GOAL OF THE EXERCISE: Every line in the data below from the one containing "PR #1199, opened 2024-06-04" down to the one containing "In my understanding, we", both included, must be retyped exactly; no other line is to appear.

Extracted data entries:
-- Opening Marker --

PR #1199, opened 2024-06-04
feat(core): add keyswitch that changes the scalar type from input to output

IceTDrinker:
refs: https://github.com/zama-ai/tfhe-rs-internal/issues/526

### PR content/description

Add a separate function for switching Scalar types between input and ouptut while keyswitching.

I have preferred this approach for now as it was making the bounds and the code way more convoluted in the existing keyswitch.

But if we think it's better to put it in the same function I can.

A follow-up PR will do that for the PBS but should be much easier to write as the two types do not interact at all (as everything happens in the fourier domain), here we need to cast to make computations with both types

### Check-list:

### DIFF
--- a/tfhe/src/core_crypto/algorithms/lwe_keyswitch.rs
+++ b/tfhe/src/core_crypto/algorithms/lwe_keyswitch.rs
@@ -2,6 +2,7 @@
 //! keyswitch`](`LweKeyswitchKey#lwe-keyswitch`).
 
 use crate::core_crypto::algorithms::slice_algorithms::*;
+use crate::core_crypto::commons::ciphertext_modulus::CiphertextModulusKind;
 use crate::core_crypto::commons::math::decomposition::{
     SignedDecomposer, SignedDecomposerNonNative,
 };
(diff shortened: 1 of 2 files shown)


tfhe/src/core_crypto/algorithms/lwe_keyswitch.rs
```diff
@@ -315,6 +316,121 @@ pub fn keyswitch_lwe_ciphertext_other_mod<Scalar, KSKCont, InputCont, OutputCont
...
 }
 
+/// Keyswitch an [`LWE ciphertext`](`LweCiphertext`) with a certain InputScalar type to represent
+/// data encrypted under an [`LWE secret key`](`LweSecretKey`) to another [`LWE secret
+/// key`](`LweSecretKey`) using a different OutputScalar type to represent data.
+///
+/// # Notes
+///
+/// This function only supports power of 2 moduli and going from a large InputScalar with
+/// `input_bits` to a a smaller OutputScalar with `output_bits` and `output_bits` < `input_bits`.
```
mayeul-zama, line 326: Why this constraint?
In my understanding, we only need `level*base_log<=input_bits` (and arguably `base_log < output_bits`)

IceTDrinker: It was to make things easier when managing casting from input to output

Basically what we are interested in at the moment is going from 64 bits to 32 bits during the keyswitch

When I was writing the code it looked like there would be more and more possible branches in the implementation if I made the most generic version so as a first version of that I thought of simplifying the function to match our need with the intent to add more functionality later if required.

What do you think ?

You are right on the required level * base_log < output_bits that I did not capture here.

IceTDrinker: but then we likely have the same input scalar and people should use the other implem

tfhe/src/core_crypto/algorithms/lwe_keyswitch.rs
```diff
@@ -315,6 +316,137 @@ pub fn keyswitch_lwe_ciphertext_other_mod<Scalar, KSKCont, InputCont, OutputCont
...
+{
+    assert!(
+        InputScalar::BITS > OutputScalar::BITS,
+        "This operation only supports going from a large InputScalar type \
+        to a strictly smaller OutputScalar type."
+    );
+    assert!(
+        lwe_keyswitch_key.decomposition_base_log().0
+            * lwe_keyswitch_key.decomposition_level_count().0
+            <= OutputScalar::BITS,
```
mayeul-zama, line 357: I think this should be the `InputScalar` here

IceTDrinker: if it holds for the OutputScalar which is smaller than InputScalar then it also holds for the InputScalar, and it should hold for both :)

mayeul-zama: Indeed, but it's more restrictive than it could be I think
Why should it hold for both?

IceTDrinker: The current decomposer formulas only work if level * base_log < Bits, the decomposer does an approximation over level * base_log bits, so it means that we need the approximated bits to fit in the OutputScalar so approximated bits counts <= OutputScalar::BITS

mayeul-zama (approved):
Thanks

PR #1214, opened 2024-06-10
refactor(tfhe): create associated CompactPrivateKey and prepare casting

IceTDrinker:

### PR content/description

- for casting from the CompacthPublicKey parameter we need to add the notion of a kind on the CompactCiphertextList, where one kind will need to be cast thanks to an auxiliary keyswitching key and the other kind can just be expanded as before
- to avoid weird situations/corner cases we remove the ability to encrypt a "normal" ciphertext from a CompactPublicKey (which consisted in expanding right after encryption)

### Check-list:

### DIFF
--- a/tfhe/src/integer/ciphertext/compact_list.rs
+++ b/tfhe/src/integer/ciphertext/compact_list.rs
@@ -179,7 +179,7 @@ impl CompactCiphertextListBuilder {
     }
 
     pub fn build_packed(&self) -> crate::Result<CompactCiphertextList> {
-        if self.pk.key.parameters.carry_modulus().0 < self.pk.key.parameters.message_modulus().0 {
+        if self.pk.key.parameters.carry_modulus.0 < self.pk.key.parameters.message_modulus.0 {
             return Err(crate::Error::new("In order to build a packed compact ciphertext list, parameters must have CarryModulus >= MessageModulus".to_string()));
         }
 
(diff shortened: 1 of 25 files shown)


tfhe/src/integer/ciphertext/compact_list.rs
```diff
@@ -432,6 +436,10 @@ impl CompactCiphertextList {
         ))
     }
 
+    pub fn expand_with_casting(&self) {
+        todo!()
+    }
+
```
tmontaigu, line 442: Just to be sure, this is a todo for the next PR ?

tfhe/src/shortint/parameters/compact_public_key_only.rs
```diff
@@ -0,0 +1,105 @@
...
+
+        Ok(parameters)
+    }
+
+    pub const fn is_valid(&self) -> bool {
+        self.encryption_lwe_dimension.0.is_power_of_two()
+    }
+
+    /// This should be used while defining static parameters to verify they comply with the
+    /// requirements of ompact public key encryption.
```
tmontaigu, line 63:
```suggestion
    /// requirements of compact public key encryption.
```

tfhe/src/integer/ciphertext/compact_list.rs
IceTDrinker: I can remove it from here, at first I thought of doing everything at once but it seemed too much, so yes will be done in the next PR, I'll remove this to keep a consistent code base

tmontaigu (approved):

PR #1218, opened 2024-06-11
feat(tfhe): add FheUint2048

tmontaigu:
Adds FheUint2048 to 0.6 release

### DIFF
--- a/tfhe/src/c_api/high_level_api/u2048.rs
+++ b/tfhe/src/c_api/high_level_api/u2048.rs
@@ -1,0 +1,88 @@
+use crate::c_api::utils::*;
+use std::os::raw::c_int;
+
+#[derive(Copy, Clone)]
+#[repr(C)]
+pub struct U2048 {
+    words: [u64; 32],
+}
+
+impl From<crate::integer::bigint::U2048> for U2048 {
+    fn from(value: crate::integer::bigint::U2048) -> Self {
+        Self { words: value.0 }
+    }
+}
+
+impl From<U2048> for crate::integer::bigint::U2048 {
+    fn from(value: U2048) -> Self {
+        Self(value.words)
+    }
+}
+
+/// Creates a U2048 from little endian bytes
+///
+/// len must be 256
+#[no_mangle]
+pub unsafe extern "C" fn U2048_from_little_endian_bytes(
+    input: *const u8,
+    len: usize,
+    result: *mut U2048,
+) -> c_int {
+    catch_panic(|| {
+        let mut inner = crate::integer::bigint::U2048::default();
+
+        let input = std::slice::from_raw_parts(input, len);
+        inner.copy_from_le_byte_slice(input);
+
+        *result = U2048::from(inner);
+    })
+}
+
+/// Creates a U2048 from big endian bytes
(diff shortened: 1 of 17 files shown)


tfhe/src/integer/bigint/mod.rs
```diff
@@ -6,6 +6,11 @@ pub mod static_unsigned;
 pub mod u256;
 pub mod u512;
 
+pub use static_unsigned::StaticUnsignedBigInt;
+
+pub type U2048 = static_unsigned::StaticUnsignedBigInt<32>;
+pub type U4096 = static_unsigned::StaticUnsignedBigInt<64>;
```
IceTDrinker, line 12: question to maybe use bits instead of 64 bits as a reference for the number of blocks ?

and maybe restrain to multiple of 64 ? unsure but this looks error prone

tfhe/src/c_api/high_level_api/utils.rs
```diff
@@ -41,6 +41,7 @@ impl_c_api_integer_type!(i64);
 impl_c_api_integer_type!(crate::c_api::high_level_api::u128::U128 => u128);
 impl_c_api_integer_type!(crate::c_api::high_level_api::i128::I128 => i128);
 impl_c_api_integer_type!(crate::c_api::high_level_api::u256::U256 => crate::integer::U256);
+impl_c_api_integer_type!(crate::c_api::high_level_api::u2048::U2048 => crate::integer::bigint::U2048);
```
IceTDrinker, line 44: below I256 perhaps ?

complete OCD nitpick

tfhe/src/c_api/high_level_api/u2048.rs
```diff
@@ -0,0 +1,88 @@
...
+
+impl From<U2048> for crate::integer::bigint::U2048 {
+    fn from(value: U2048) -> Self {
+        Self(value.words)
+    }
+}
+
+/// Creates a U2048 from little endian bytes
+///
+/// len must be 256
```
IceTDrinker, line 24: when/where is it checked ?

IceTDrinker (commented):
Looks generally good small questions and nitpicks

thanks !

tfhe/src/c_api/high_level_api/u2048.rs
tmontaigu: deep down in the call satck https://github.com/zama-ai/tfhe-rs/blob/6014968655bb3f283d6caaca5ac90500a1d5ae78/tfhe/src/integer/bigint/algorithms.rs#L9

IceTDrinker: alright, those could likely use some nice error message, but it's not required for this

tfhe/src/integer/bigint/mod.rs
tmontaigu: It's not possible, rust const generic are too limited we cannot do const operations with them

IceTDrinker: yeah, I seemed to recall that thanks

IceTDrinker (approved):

-- Closing Marker --
-- Opening Marker --

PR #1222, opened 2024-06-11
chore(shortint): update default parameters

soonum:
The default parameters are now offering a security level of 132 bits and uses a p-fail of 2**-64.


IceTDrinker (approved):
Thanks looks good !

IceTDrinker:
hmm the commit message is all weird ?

-- Closing Marker --
-- Opening Marker --

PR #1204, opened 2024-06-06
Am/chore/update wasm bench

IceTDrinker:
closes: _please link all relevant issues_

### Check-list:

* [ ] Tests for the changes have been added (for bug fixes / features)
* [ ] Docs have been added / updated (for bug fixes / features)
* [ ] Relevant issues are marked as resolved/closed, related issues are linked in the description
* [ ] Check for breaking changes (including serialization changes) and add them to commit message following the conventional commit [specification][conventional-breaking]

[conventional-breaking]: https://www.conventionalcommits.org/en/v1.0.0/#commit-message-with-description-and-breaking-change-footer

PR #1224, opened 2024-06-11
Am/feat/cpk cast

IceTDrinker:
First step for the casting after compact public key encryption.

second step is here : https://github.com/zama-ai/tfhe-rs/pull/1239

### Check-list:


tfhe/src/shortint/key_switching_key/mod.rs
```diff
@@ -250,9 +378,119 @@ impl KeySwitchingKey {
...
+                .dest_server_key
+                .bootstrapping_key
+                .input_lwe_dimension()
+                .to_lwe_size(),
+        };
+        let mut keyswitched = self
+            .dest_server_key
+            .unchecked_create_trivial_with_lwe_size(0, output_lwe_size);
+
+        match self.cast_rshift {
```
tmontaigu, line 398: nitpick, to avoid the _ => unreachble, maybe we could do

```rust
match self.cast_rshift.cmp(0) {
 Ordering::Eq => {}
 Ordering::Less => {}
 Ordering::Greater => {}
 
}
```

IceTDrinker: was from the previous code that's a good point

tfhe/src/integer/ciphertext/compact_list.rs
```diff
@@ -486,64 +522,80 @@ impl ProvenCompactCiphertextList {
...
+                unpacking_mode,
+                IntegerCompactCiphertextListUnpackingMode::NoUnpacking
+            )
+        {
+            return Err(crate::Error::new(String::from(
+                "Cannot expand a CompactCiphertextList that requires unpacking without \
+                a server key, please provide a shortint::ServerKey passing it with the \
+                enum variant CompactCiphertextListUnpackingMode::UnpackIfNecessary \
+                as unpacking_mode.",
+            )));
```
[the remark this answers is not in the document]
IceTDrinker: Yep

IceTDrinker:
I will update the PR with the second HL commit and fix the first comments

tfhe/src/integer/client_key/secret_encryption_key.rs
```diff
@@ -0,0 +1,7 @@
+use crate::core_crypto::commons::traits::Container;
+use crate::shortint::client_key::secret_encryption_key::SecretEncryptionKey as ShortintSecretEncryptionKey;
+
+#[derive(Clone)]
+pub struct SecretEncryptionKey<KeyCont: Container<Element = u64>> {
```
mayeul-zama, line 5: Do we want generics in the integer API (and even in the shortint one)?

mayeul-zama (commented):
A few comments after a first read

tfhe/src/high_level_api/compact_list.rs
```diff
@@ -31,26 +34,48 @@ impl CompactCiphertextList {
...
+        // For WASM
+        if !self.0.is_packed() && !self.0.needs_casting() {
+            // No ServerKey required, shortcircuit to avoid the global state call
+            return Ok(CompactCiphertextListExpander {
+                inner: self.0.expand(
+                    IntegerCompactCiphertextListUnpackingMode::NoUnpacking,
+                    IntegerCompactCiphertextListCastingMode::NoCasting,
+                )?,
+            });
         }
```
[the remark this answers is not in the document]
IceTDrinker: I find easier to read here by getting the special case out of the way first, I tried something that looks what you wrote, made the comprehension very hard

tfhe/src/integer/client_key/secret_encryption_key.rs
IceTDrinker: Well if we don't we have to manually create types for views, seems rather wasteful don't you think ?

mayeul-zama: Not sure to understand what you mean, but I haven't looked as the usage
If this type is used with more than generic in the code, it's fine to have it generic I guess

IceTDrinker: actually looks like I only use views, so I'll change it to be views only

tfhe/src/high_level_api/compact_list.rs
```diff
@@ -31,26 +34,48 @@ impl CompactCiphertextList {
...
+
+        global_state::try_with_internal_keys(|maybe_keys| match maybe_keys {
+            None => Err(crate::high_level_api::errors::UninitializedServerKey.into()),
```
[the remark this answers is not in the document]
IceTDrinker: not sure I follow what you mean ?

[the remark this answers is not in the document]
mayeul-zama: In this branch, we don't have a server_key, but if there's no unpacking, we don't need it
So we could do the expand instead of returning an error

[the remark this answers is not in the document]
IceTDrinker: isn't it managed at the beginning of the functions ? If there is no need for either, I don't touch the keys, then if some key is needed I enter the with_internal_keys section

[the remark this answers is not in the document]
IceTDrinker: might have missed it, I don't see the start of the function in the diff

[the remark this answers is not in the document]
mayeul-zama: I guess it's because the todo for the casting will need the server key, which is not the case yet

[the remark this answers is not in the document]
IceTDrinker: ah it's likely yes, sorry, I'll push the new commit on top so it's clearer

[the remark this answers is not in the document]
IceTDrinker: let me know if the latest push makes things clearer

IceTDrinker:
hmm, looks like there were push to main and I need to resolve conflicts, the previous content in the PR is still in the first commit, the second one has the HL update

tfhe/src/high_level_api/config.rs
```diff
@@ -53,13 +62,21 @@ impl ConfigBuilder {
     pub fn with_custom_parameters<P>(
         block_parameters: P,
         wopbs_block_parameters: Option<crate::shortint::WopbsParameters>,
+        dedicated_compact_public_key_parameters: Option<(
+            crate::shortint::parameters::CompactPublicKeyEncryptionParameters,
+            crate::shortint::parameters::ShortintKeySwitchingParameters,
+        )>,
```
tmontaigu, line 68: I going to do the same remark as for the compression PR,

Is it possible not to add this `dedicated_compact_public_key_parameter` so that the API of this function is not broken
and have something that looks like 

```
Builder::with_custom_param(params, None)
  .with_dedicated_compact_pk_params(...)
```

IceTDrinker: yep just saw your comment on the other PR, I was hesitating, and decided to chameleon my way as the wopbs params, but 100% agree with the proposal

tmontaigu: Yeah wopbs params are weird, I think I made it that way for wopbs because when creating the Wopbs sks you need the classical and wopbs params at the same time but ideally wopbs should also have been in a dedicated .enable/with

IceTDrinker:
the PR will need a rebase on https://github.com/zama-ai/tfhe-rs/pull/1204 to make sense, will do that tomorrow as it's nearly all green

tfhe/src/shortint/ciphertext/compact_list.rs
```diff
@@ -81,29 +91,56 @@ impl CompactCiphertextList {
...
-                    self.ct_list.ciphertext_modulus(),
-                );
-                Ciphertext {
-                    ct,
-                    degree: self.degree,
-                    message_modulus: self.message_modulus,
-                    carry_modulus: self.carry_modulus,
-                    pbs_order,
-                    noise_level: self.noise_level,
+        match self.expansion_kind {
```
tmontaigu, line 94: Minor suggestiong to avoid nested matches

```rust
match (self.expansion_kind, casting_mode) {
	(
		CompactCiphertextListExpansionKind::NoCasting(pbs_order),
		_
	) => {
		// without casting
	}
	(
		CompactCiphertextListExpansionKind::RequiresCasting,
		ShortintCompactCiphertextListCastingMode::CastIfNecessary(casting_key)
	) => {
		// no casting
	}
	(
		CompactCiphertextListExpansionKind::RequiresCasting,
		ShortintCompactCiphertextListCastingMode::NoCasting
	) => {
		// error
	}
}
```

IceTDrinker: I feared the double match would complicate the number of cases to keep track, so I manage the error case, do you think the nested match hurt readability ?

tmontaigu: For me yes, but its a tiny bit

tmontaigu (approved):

-- Closing Marker --

RESPONSE TO THE EXERCISE:
PR #1199, opened 2024-06-04
feat(core): add keyswitch that changes the scalar type from input to output

IceTDrinker:
refs: https://github.com/zama-ai/tfhe-rs-internal/issues/526

### PR content/description

Add a separate function for switching Scalar types between input and ouptut while keyswitching.

I have preferred this approach for now as it was making the bounds and the code way more convoluted in the existing keyswitch.

But if we think it's better to put it in the same function I can.

A follow-up PR will do that for the PBS but should be much easier to write as the two types do not interact at all (as everything happens in the fourier domain), here we need to cast to make computations with both types

### Check-list:

### DIFF
--- a/tfhe/src/core_crypto/algorithms/lwe_keyswitch.rs
+++ b/tfhe/src/core_crypto/algorithms/lwe_keyswitch.rs
@@ -2,6 +2,7 @@
 //! keyswitch`](`LweKeyswitchKey#lwe-keyswitch`).
 
 use crate::core_crypto::algorithms::slice_algorithms::*;
+use crate::core_crypto::commons::ciphertext_modulus::CiphertextModulusKind;
 use crate::core_crypto::commons::math::decomposition::{
     SignedDecomposer, SignedDecomposerNonNative,
 };
(diff shortened: 1 of 2 files shown)


tfhe/src/core_crypto/algorithms/lwe_keyswitch.rs
```diff
@@ -315,6 +316,121 @@ pub fn keyswitch_lwe_ciphertext_other_mod<Scalar, KSKCont, InputCont, OutputCont
...
 }
 
+/// Keyswitch an [`LWE ciphertext`](`LweCiphertext`) with a certain InputScalar type to represent
+/// data encrypted under an [`LWE secret key`](`LweSecretKey`) to another [`LWE secret
+/// key`](`LweSecretKey`) using a different OutputScalar type to represent data.
+///
+/// # Notes
+///
+/// This function only supports power of 2 moduli and going from a large InputScalar with
+/// `input_bits` to a a smaller OutputScalar with `output_bits` and `output_bits` < `input_bits`.
```
mayeul-zama, line 326: Why this constraint?
In my understanding, we only need `level*base_log<=input_bits` (and arguably `base_log < output_bits`)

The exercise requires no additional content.